Traceback functionality not available

Aborted (core dumped)
NaderAlAwar commented 2 years ago

The first warning is from Kokkos and is probably due to the pykokkos-base install being compiled with a different compute capability. If you do observe a reduction in performance, you can get rid of it by compiling pykokkos-base locally, let me know if you need help with that.

The other two warnings are also from Kokkos, you can get rid of them by setting the environment variables in the warning message.

The actual error is due to nvcc not being found in your PATH. Is it installed on your system?

NaderAlAwar commented 2 years ago

@ma-sadeghi were you able to resolve the error?

ma-sadeghi commented 2 years ago

I had to install cudatoolkit-dev to make nvcc available to my conda environment.

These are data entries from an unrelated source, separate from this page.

PR #2547, opened 2022-06-07
Update GH actions to new node and new actions versions

florian-richter:
Currently the checks fail as puppeteer does not accept node v12. I updated the node versions and the actions versions. Not sure if we need to keep testing with node v12...

### DIFF
--- a/.github/workflows/blackduck.yml
+++ b/.github/workflows/blackduck.yml
@@ -12,14 +12,13 @@ jobs:
     strategy:
       matrix:
         os: [ubuntu-latest]
-        node-version: [14.x]
     steps:
-      - uses: actions/checkout@v2
+      - uses: actions/checkout@v3
       - run: git fetch --depth=1
-      - uses: actions/setup-node@v2
+      - uses: actions/setup-node@v3
         with:
-          node-version: ${{ matrix.node-version }}
-      - uses: actions/cache@v2
+          node-version: 14
+      - uses: actions/cache@v3
         id: cache
         with:
           path: |
--- a/.github/workflows/build.yml
+++ b/.github/workflows/build.yml
@@ -15,14 +15,14 @@ jobs:
     strategy:
       matrix:
         os: [ubuntu-latest]
-        node-version: [12.x, 14.x]
+        node-version: [14, 16]
     steps:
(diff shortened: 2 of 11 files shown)


.github/workflows/blackduck.yml
```diff
@@ -12,14 +12,13 @@ jobs:
     strategy:
       matrix:
         os: [ubuntu-latest]
```
marikaner, line 14: [req] I guess we don't need the matrix here anymore.

marikaner: => `runs-on: ubuntu-latest`

marikaner (approved):
Requested one change, but already approving.

.github/workflows/blackduck.yml
florian-richter: We use the matrix below as a variable for the name. This could be hardcoded as well, but I wasn't sure if this would break something.

.github/workflows/build.yml
```diff
@@ -13,23 +13,24 @@ jobs:
     runs-on: ${{ matrix.os }}
     timeout-minutes: 15
     strategy:
+      fail-fast: false
       matrix:
         os: [ubuntu-latest]
-        node-version: [12.x, 14.x]
+        node-version: [12, 14, 16, 18]
```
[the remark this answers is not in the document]
FrankEssenberger: ok fair. I approve

FrankEssenberger (approved):

jjtang1985:
Here is one related OS issue: https://github.com/SAP/cloud-sdk-js/issues/2566

tomfrenken:
Looking at the customer issue, should we actually use the `--ignore-engines` flag?
I guess it works but would that also be a recommended approach for our users?

FrankEssenberger:
> Looking at the customer issue, should we actually use the `--ignore-engines` flag? I guess it works but would that also be a recommended approach for our users?

I think we should ask the colleagues again to include node 16 in the list of supported version.

.github/workflows/blackduck.yml
marikaner: If it does we can fix it ;)

PR #2551, opened 2022-06-08
chore: fix destination for service binding with options

ZhongpinWang:
Closes SAP/cloud-sdk-backlog#553.

### DIFF
--- a/packages/connectivity/src/scp-cf/destination/destination-from-env.ts
+++ b/packages/connectivity/src/scp-cf/destination/destination-from-env.ts
@@ -110,7 +110,7 @@ function validateDestinations(destinations: any[]) {
  */
 export function searchEnvVariablesForDestination(
   options: DestinationFetchOptions
-): Destination | undefined {
+): Destination | null {
   logger.debug('Attempting to retrieve destination from environment variable.');
 
   if (getDestinationsEnvVariable()) {
@@ -130,6 +130,7 @@ export function searchEnvVariablesForDestination(
   }
 
   logger.debug('No environment variable set.');
+  return null;
 }
 
 /**
--- a/packages/connectivity/src/scp-cf/destination/destination-from-registration.ts
+++ b/packages/connectivity/src/scp-cf/destination/destination-from-registration.ts
@@ -70,9 +70,19 @@ export type DestinationWithName = Destination & { name: string };
 export function searchRegisteredDestination(
   options: DestinationFetchOptions
 ): Destination | null {
+
+  let decodedJwt;
+  // An error could be thrown if no jwt and no xsuaa service exist.
+  try {
+    decodedJwt = decodedJwtOrZid(options)
+  } catch(e) {
+    logger.warn('Failed to decode jwt or create a dummy jwt with `zid` property.');
+    logger.warn(e);
+  }
+
   const destination =
     registerDestinationCache.retrieveDestinationFromCache(
-      decodedJwtOrZid(options),
+      decodedJwt ?? {},
       options.destinationName,
       isolationStrategy(options)
     ) || null;
--- a/packages/connectivity/src/scp-cf/destination/destination-from-vcap.spec.ts
+++ b/packages/connectivity/src/scp-cf/destination/destination-from-vcap.spec.ts
@@ -1,13 +1,12 @@
-import { xsuaaBindingMock } from '../../../../../test-resources/test/test-util';
 import { getDestination } from './destination-accessor';
 import { destinationForServiceBinding, searchServiceBindingForDestination } from './destination-from-vcap';
 
 describe('vcap-service-destination', () => {
-  beforeAll(() => {
+  beforeEach(() => {
     mockServiceBindings();
   });
 
-  afterAll(() => {
+  afterEach(() => {
     delete process.env.VCAP_SERVICES;
   });
 
@@ -60,7 +59,7 @@ describe('vcap-service-destination', () => {
     ).toThrowErrorMatchingSnapshot();
   });
 
-  it('finds the service bindings when getting destination', async () => {
+  it('finds the destination when searching for service bindings', async () => {
     const transformationFn = serviceBinding => ({
       url: serviceBinding.credentials.sys
     });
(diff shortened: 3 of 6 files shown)


packages/connectivity/src/scp-cf/destination/destination-from-env.ts
```diff
@@ -110,7 +110,7 @@ function validateDestinations(destinations: any[]) {
  */
 export function searchEnvVariablesForDestination(
   options: DestinationFetchOptions
-): Destination | undefined {
+): Destination | null {
```
FrankEssenberger, line 113: [q] why this change?

.changeset/warm-chicken-allow.md
```diff
@@ -0,0 +1,5 @@
+---
+'@sap-cloud-sdk/connectivity': minor
+---
+
+[Fixed Issue] Fix `getDestination()` to allow passing an async transform function for a service binding in the `options`. It also enables passing the transform function as a part of the `DestinationOrFetchOptions`, which is required by `execute()`, `executeHttpRequest()`, `executeRaw()`, etc.
```
FrankEssenberger, line 5: I know that the `transformFn` was marked as `@internal` but I would anyway write a compatibility note that the method was renamed and made `async`.

packages/connectivity/src/scp-cf/destination/destination-from-vcap.spec.ts
```diff
@@ -28,34 +34,55 @@ describe('vcap-service-destination', () => {
...
       destinationForServiceBinding('my-custom-service')
-    ).toThrowErrorMatchingSnapshot();
+    ).rejects.toThrowErrorMatchingSnapshot();
+  });
+
+  it('finds the destination when searching for service bindings', async () => {
+    const serviceBindingTransformFn = async (
+      serviceBinding: ServiceBinding
+    ) => ({
+      url: serviceBinding.credentials.sys
```
FrankEssenberger, line 75: [pp] Could you perhaps use a obscure specific name like `http://value-from-transform-function.com`. and use in the expect below as well. Then it becomes clear that the method was used. Or use a `spyOn` with `serviceBindingTransformFn` has been called once because we want to ensure that and not that the value is coming from somewhere else, which could happen is you use something from the serviceBinding.cred.sys.

FrankEssenberger (approved):
LGTM - only minor question and comments

packages/connectivity/src/scp-cf/destination/destination-from-env.ts
florian-richter: Seems to violate our [styleguide](https://github.com/SAP/cloud-sdk-js/blob/main/STYLEGUIDE.md#use-undefined-for-explicit-absence-of-values) in my opinion. So if there is no good reason, this should be reverted.

packages/connectivity/src/scp-cf/destination/destination-from-registration.ts
```diff
@@ -70,9 +70,21 @@ export type DestinationWithName = Destination & { name: string };
 export function searchRegisteredDestination(
   options: DestinationFetchOptions
 ): Destination | null {
+  let decodedJwt;
+  // An error could be thrown if no jwt and no xsuaa service exist.
```
florian-richter, line 74: [q] What do you mean "cloud be thrown"? Could implies to me that there is non-deterministic behavior here (which I don't expect). It should be "will be" if it's implemented like this or "should be" if it is a TODO.

packages/connectivity/src/scp-cf/destination/destination-from-registration.ts
```diff
@@ -70,9 +70,21 @@ export type DestinationWithName = Destination & { name: string };
...
+  try {
+    decodedJwt = decodedJwtOrZid(options);
+  } catch (e) {
+    logger.debug(
+      'Could not retrieve destination from registered destination. Failed to decode jwt or create a dummy jwt with `zid` property.'
```
florian-richter, line 79:
```suggestion
      'Failed to retrieve registered destination, because it was neither possible to decode jwt nor create a dummy jwt with `zid` property.'
```
[pp] The original message seems confusing to me. I tried to rephrase (hopefully keeping the correct meaning).

packages/connectivity/src/scp-cf/destination/destination-from-vcap.spec.ts
florian-richter: Please never use any URLs that are not intended for testing. Rather prefer `example.com/value-from-transform-function` or `value-from-transform-function.example.com` as example.com is owned by IANA explicitly for testing.

florian-richter (changes requested):
Comment and debug message could be improved. Otherwise seems good

packages/connectivity/src/scp-cf/destination/destination-from-env.ts
ZhongpinWang: Thanks for the feedback! 
I changed this because all other three functions in `getDestination()` and also `getDestination` itself are returning `Destination | null` or promise of it. I think the style guide was more referring to the case for function parameters other than return type.
Also, correct me if I am wrong, I feel like the difference between `null` and `undefined` is that `null` means the value is explicitly empty, and `undefined` means the value has not been retrieved and assigned yet. [A post on StackOverflow](https://stackoverflow.com/a/5076962)

packages/connectivity/src/scp-cf/destination/destination-from-registration.ts
ZhongpinWang: Thanks! I think your version is more clear. 👍

.changeset/warm-chicken-allow.md
ZhongpinWang: I was a bit hesitating. I will add a compatibility note for this.

packages/connectivity/src/scp-cf/destination/destination-from-env.ts
florian-richter: I think the styleguide is not only meant for params, but we can have a discussion if it should be changed. I don't remember the arguments for the current way, but I remember there was a discussion back then 😊

florian-richter (approved):

Issue #2558, opened 2022-06-10
Retrieved destination doesn't contain authTokens


thisisevanfox:
Hello all,

since I upgraded the @sap-cloud-sdk package from 1.53.x/1.54.x to 2.4.0, I'm facing the issue that retrieved destination does not include any authTokens although the forwardAuthToken property is set to true.

To clarify the problem, I have attached code and screenshots below of how the application behaved before and after the upgrade.

I am not sure if this is really an issue or if the behaviour is so desired. I wanted to report the behaviour anyway to find out if I am doing something wrong. If the behaviour is as desired as described below, can you tell me what I'm doing wrong or what I need to do differently to get authTokens with the destination?

Kind regards
Johannes
______________________

### Definition of destination in "User-Provided Variables" in the BTP
```
[ {
     "forwardAuthToken" : true,
     "name" : "myDestination",
      "url" : "https://<my-url>.cfapps.eu10.hana.ondemand.com"
} ]
```

### Old behaviour
Used: version: `"@sap-cloud-sdk/core": "1.53.1"`

Calling the `getDestination` method:
```
	import * as coreCloud from "@sap-cloud-sdk/core";
	[...]
        const foundDestination = await coreCloud.getDestination("myDestination", {
             userJwt: <valid-user-token>,
             useCache: true,
	});
	[...]
```
**Response:**
![image](https://user-images.githubusercontent.com/43059689/173042003-475e89fb-d116-43c1-b4f9-24216c6f964c.png)

As you can see authTokens array is filled.

### New behaviour
Used: version: `"@sap-cloud-sdk/connectivity ": "2.4.0"`

Calling the `getDestination` method:
```
	import * as connectivityCloud from "@sap-cloud-sdk/connectivity";
	[...]
        const foundDestination = await connectivityCloud.getDestination({
             destinationName: "myDestination",
             jwt: <valid-user-token>,
             useCache: true,
	});
	[...]
```

**Response:**
![image](https://user-images.githubusercontent.com/43059689/173041882-fdf1e972-5881-4058-be99-8b0196aa6246.png)

As you can see authTokens array is not filled.

###  My finding
I debugged the sources of the two versions of the sdk. And it looks like that the part where the authTokens are added to the destination is not implemented in the new version.

**Old implementation**
![image](https://user-images.githubusercontent.com/43059689/173044179-3e65a9d0-aae5-4377-a528-12a8694d58de.png)

**New implementation**
[...]

PR #2567, opened 2022-06-14
chore: adjust tsdoc for register destination

FrankEssenberger:
Fix a little issue with the TS doc which came up in this issue: https://github.com/SAP/cloud-sdk-js/issues/2558


packages/connectivity/src/scp-cf/destination/destination-from-registration.ts
```diff
@@ -36,7 +36,8 @@ type RegisterDestinationOptions = Pick<
 /**
  * Registers a destination in a cache for later usage.
  *
- * Throws an error if a destination with the same name as the given test destination already exists.
+ * If a destination with the same key is already in the cache it is replaced.
```
deekshas8, line 39:
```suggestion
 * If a destination with the same key is already in the cache, it is replaced.
```

[pp] ...it is overwritten.

packages/connectivity/src/scp-cf/destination/destination-from-registration.ts
```diff
@@ -36,7 +36,8 @@ type RegisterDestinationOptions = Pick<
...
+ * The key is build using the `getDestinationCacheKey` method.
```
deekshas8, line 40:
```suggestion
 * The key is built using the `getDestinationCacheKey` method.
```

marikaner (approved):

PR #2568, opened 2022-06-14
improvement: make `OriginOptions` flexible

jjtang1985:

Make the request config optional and accept the edge case when users provide a normal request config (SDK v1 signature), but is treated as `OriginOptions`.


marikaner (approved):
I just have minor comments.

PR #2575, opened 2022-06-16
Configure devcontainer

fwilhe:
Treat this as a suggestion for now.

This PR configures [devcontainer](https://code.visualstudio.com/docs/remote/containers) which allow developing inside a container in VS Code.
The idea behind this is to allow developing on a machine where only Docker and VS Code are available but no other runtime requirements exist.

This is fully optional, you can simply ignore the devontainer and use your local setup as you did before, but for those who chose the devcontainer it provides a simple way to get a reproducible environment.


FrankEssenberger (approved):

.devcontainer/Dockerfile
```diff
@@ -0,0 +1,15 @@
...
+# Install chromium via apt because installing via puppeteer will fail on m1 mac otherwise
+RUN apt-get update && export DEBIAN_FRONTEND=noninteractive \
+    && apt-get -y install --no-install-recommends chromium
+
+# [Optional] Uncomment if you want to install an additional version of node using nvm
+# ARG EXTRA_NODE_VERSION=10
+# RUN su node -c "umask 0002 && ./usr/local/share/nvm/nvm.sh && nvm install ${EXTRA_NODE_VERSION}"
+
+# [Optional] Uncomment if you want to install more global node modules
+# RUN su node -c "npm install -g <your-package-list-here>"
```
florian-richter, line 15: [pp] I think basically all our files use a newline at the end.

fwilhe: Fine with me, is this somehow managed by prettier? I think I found the vs code setting for that, but it would be nicer to have that automatically managed.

Here's the new traceback:

Kokkos::Cuda::initialize WARNING: running kernels compiled for compute capability 7.0 on device with compute capability 7.5 , this will likely reduce potential performance.

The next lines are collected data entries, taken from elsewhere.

PR #2577, opened 2022-06-16
fix: rename entity property to _entity

deekshas8:
Closes SAP/cloud-sdk-backlog#745.

The `EntityBuilder` class has protected property `entity`. If an Entity in a service also has a property by the name `entity`, it causes a conflict and results in compilation error:

```
Property 'entity' is protected in type '{ entity: (value: DeserializedType<DeSerializersT, "Edm.String">) =>
EntityBuilderType<RawDataStore<DeSerializersT>, any>; ... 10 more ...; content: (value: DeserializedType<...> | ... 1 more ... |
undefined) => EntityBuilderType<...>; } & EntityBuilder<...>' but public in type '{ entity: (value:
DeserializedType<DeSerializersT, "Edm.String">) => EntityBuilderType<RawDataStore<DeSerializersT>, DeSerializersT>; ... 
10 more ...; content: (value: DeserializedType<...> | ... 1 more ... | undefined) => EntityBuilderType<...>; }'.

51     return entityBuilder(this); 
```

### DIFF
--- a/packages/odata-common/src/entity-base.ts
+++ b/packages/odata-common/src/entity-base.ts
@@ -351,7 +351,7 @@ export function entityBuilder<
   Object.values(entityApi.schema).forEach((field: any) => {
     const fieldName = `${camelCase(field._fieldName)}`;
     builder[fieldName] = function (value) {
-      this.entity[fieldName] = value;
+      this._entity[fieldName] = value;
       return this;
     };
   });
--- a/packages/odata-common/src/entity-builder.ts
+++ b/packages/odata-common/src/entity-builder.ts
@@ -44,11 +44,11 @@ export class EntityBuilder<
   EntityT extends EntityBase,
   DeSerializersT extends DeSerializers
 > {
-  protected entity: EntityT;
+  protected _entity: EntityT;
 
   constructor(private _entityApi: EntityApi<EntityT, DeSerializersT>) {
-    if (!this.entity) {
-      this.entity = new _entityApi.entityConstructor(_entityApi.schema);
+    if (!this._entity) {
+      this._entity = new _entityApi.entityConstructor(_entityApi.schema);
     }
   }
 
@@ -59,7 +59,7 @@ export class EntityBuilder<
    */
   public withCustomFields(customFields: Record<string, any>): this {
     const validCustomFields = this.filterCustomFields(customFields);
-    this.entity = this.entity.setCustomFields(validCustomFields);
+    this._entity = this._entity.setCustomFields(validCustomFields);
     return this;
   }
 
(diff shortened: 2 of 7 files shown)


packages/odata-common/src/entity-base.ts
```diff
@@ -351,7 +351,7 @@ export function entityBuilder<
   Object.values(entityApi.schema).forEach((field: any) => {
     const fieldName = `${camelCase(field._fieldName)}`;
     builder[fieldName] = function (value) {
-      this.entity[fieldName] = value;
+      this._entity[fieldName] = value;
```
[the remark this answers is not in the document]
deekshas8: Yes it will fail if there is a property `_entity`. The reserved words list already has `Entity` but I believe that has no effect on naming of property fields.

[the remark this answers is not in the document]
deekshas8: @FrankEssenberger I added both `entity` and `ENTITY` to the `reservedVdmKeywords` for instance and static property naming. So entity will now be formatted to instance property `entity_1` and static `ENTITY_1` in schema.

packages/odata-common/src/entity-builder.ts
```diff
@@ -44,11 +44,11 @@ export class EntityBuilder<
   EntityT extends EntityBase,
   DeSerializersT extends DeSerializers
 > {
-  protected entity: EntityT;
+  protected _entity: EntityT;
```
jjtang1985, line 47: [req] Please also adjust the test service spec, so we can see how the clients will be generated as well as the compilation.

jjtang1985 (changes requested):
I would like to change the test spec, so we are sure this is tested with e2e scope.

packages/odata-common/src/entity-builder.ts
FrankEssenberger: [req] I think we do not need the `_` andymore if it is in the reserved words right?

jjtang1985: I personally would keep this change so by default, a user would not have `entity_1`.

marikaner:
Again, my 2 cents: I think `_entity` is a good solution, but it is not necessary to add `entity` to the reserved keywords. You should check whether` _entity` has to be added, though.

packages/odata-common/src/entity-builder.ts
jjtang1985: @marikaner , as a PO, you have a task for your opinion.

jjtang1985:
> Again, my 2 cents: I think _entity is a good solution, but it is not necessary to add entity to the reserved keywords. You should check whether _entity has to be added, though.

This can be checked by adjusting the test service spec, so we are sure.

FrankEssenberger (approved):
LGTM

packages/odata-common/src/entity-base.ts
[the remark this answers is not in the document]
FrankEssenberger: I already approved, I had the question why you renamedit with the `_`?

packages/odata-common/src/entity-builder.ts
FrankEssenberger: I adjusted the code and also made one more manual test with the spec file provided by the users and worked with the `_entity`

jjtang1985 (changes requested):
Looks good.
Please add change log.

jjtang1985 (approved):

Kokkos::Cuda::initialize WARNING: Cuda is allocating into UVMSpace by default
                                  without setting CUDA_LAUNCH_BLOCKING=1.
                                  The code must call Cuda().fence() after each kernel
                                  or will likely crash when accessing data on the host.

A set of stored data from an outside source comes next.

PR #2582, opened 2022-06-17
chore: record more download statistics

jjtang1985:
I added all the published packages to the list so we understand the trend of:
- our internal download
- `odata-v2` download
- `generator` download
- `connectivity` download


florian-richter (approved):
[q] Are there rate limits we could run into with this change?

jjtang1985:
> Are there rate limits we could run into with this change?

Local tests do not show any limits.

PR #2583, opened 2022-06-17
fix: type issue

FrankEssenberger:
Closes SAP/cloud-sdk-backlog#691.
 
So I give up, I do not understand why it works for V2 and not for v4 on a deep level. The change to the `Entity` in this PR  was not relevant. On the play ground I did the following:
- Create a minimal example for an Entity with a single 1:1 nav prop no enum, complex type what so ever
- Align deserializers for v2 and v4 and types
- Remove one-to-many type also from filterable
- Align entity (version is v2 for both)

The error remains only for v4 not for v2 using the reduced example.

I knew from the investigation and tests that the default value set to any fixes it, but this leaves a bitter taste because I do not see why, WHY, WHYYYY but I have to accept that I do not see the reason.....

### DIFF
--- a/packages/odata-common/src/filter/filterable.ts
+++ b/packages/odata-common/src/filter/filterable.ts
@@ -20,7 +20,7 @@ export type Filterable<
   DeSerializersT extends DeSerializers,
   LinkedEntityApiT extends EntityApi<EntityBase, DeSerializersT> = EntityApi<
     EntityBase,
-    DeSerializersT
+    any
   >
 > =
   | Filter<EntityT, DeSerializersT, any>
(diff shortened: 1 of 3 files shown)


packages/odata-common/src/filter/filterable.ts
```diff
@@ -20,7 +20,7 @@ export type Filterable<
   DeSerializersT extends DeSerializers,
   LinkedEntityApiT extends EntityApi<EntityBase, DeSerializersT> = EntityApi<
     EntityBase,
-    DeSerializersT
+    any
```
FrankEssenberger, line 23: This fixes the issue for v4 but I do not know why....

florian-richter (approved):
I also don't understand this. But if this fixes the tests, I don't see any harm in merging it.

FrankEssenberger:
There was also a customer issue related to this.

Issue #2589, opened 2022-06-19
Dates before the unix epoch do not parse in the generated oData clients


carlonnheim:
**Describe the bug**
The payload converter for Edm DateTime values does not allow negative values. The API fails to handle dates earlier than the unix epoch (1970-01-01) due to this.

**To Reproduce**
Generate an oData client and run a get-query to an instance with a date property earlier than 1970-01-01.

**Expected behavior**
The date is parsed properly.

**Screenshots**
Not applicable.

**Used Versions:**

- node version v16.15.0
- npm version 8.5.5
- SAP Cloud SDK version 1.54.2 (used in a CAP project and CAP still uses v1)

**Code Examples**
The issue is in odata-v2/payload-value-converter.js
```
/**
 * @hidden
 * This function can be used for both Edm.DateTime and and Edm.DateTimeOffset.
 */
function edmDateTimeToMoment(edmDateTime) {
    var _a;
    var dateTimeOffsetComponents = (_a = /^\/Date\((?<ticks>\d+)((?<sign>[+-])(?<offset>\d{4}))?\)\/$/.exec(edmDateTime)) === null || _a === void 0 ? void 0 : _a.groups;
    if (!dateTimeOffsetComponents) {
        throw new Error("Failed to parse edmDateTime: ".concat(edmDateTime, " to moment."));
    }
    var timestamp = (0, moment_1.default)(parseInt(dateTimeOffsetComponents.ticks));
    if (dateTimeOffsetComponents.sign && dateTimeOffsetComponents.offset) {
        var offsetMultiplier = dateTimeOffsetComponents.sign === '+' ? 1 : -1;
        var offsetInMinutes = parseInt(dateTimeOffsetComponents.offset);
        return timestamp.utc().utcOffset(offsetMultiplier * offsetInMinutes);
    }
    return timestamp;
}
```
The regex needs to allow a sign on the ticks value, like so
```
    var dateTimeOffsetComponents = (_a = /^\/Date\((?<ticks>[+-]?\d+)((?<sign>[+-])(?<offset>\d{4}))?\)\/$/.exec(edmDateTime)) === null || _a === void 0 ? void 0 : _a.groups;
```

**Log file**
Not applicable

**Impact / Priority**

Affected development phase: UAT

Impact: Impaired

Timeline: Go-Live is in 3 months.

**Additional context**
[...]

PR #2593, opened 2022-06-20
fix: add negative timestamp support

FrankEssenberger:
Relates to: #2589 

Add support for negative timestamps before 1970-01-01.

### DIFF
--- a/packages/odata-v2/src/de-serializers/converters.ts
+++ b/packages/odata-v2/src/de-serializers/converters.ts
@@ -46,11 +46,15 @@ export function deserializeToMoment(edmDateTime: string): moment.Moment {
     throw new Error(`Failed to parse edmDateTime: ${edmDateTime} to moment.`);
   }
 
-  const timestamp = moment(parseInt(dateTimeOffsetComponents.ticks));
+  const timestamp = moment(parseInt(dateTimeOffsetComponents.signedticks));
 
-  if (dateTimeOffsetComponents.sign && dateTimeOffsetComponents.offset) {
-    const offsetMultiplier = dateTimeOffsetComponents.sign === '+' ? 1 : -1;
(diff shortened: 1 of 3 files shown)


packages/odata-v2/src/de-serializers/converters.ts
```diff
@@ -39,7 +39,7 @@ export function serializeFromTime(value: Time): string {
  */
 export function deserializeToMoment(edmDateTime: string): moment.Moment {
   const dateTimeOffsetComponents =
-    /^\/Date\((?<ticks>\d+)((?<sign>[+-])(?<offset>\d{4}))?\)\/$/.exec(
+    /^\/Date\((?<ticks>-{0,1}\d+)((?<sign>[+-])(?<offset>\d{4}))?\)\/$/.exec(
```
fwilhe, line 42: We do already have a "sign" group. How does that relate to what we're changing here?

fwilhe: Screenshot 2022-06-20 at 15 29 58

Not sure if this is an issue, but I find it at least confusing that we have a negative timestamp where the sign is `+`.

florian-richter:
```suggestion
    /^\/Date\((?<signedticks>-{0,1}\d+)((?<offsetsign>[+-])(?<unsignedoffset>\d{4}))?\)\/$/.exec(
```
[pp] I don't mind the current implementation but maybe this improves clarity?

florian-richter (approved):
LGTM

packages/odata-v2/src/de-serializers/converters.ts
fwilhe: That makes it more clear to me, thanks

fwilhe (approved):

Kokkos::Cuda::initialize WARNING: Cuda is allocating into UVMSpace by default
                                  without setting CUDA_MANAGED_FORCE_DEVICE_ALLOC=1 or
                                  setting CUDA_VISIBLE_DEVICES.
                                  This could on multi GPU systems lead to severe performance"
                                  penalties.
  Total size S = 262144 N = 256 M = 1024 E = 1024
Total size S = 262144 N = 256 M = 1024
INFO:root:translation 0.0025273360079154372
INFO:root:compilation 11.882021105004242
Computed result for 256 x 1024 is 262144.0
N(256) M(1024) nrepeat(100) problem(MB) time(12.026733778009657) bandwidth(GB/s)
terminate called after throwing an instance of 'std::runtime_error'
  what():  Kokkos allocation "" is being deallocated after Kokkos::finalize was called

Traceback functionality not available

Aborted (core dumped)
namehta4 commented 2 years ago

Hi Amin,

I don't quite understand why but this is the expected output. Please try to run the 02.py example from the tutorial directory to verify if the installation was successful. Thanks!

On Tue, Jul 5, 2022, 19:02 Amin Sadeghi @.***> wrote:

Hi @namehta4 https://github.com/namehta4, I tried again using the method you suggested:

import pykokkosKokkos::Cuda::initialize WARNING: running kernels compiled for compute capability 7.0 on device with compute capability 7.5 , this will likely reduce potential performance. Kokkos::Cuda::initialize WARNING: Cuda is allocating into UVMSpace by default without setting CUDA_LAUNCH_BLOCKING=1. The code must call Cuda().fence() after each kernel or will likely crash when accessing data on the host. Kokkos::Cuda::initialize WARNING: Cuda is allocating into UVMSpace by default without setting CUDA_MANAGED_FORCE_DEVICE_ALLOC=1 or setting CUDA_VISIBLE_DEVICES. This could on multi GPU systems lead to severe performance" penalties.Traceback (most recent call last): File "", line 1, in File "/home/anaconda/mambaforge/envs/kokkos/lib/python3.10/site-packages/pykokkos/init.py", line 17, in defaults: Optional[CompilationDefaults] = runtime_singleton.runtime.compiler.read_defaults() File "/home/anaconda/mambaforge/envs/kokkos/lib/python3.10/site-packages/pykokkos/core/compiler.py", line 260, in read_defaults main: Path = self.get_main_path() File "/home/anaconda/mambaforge/envs/kokkos/lib/python3.10/site-packages/pykokkos/core/compiler.py", line 162, in get_main_path return Path(self.console_main)AttributeError: 'Compiler' object has no attribute 'console_main'

— Reply to this email directly, view it on GitHub https://github.com/kokkos/pykokkos/issues/42#issuecomment-1175693107, or unsubscribe https://github.com/notifications/unsubscribe-auth/AOPG2XSYWY4FE4T4WGOTRXDVSTSKPANCNFSM52OF2C6Q . You are receiving this because you were mentioned.Message ID: @.***>

ma-sadeghi commented 2 years ago

Thank you for your reply. I'm swamped at the moment, but I'll report back when I get the chance.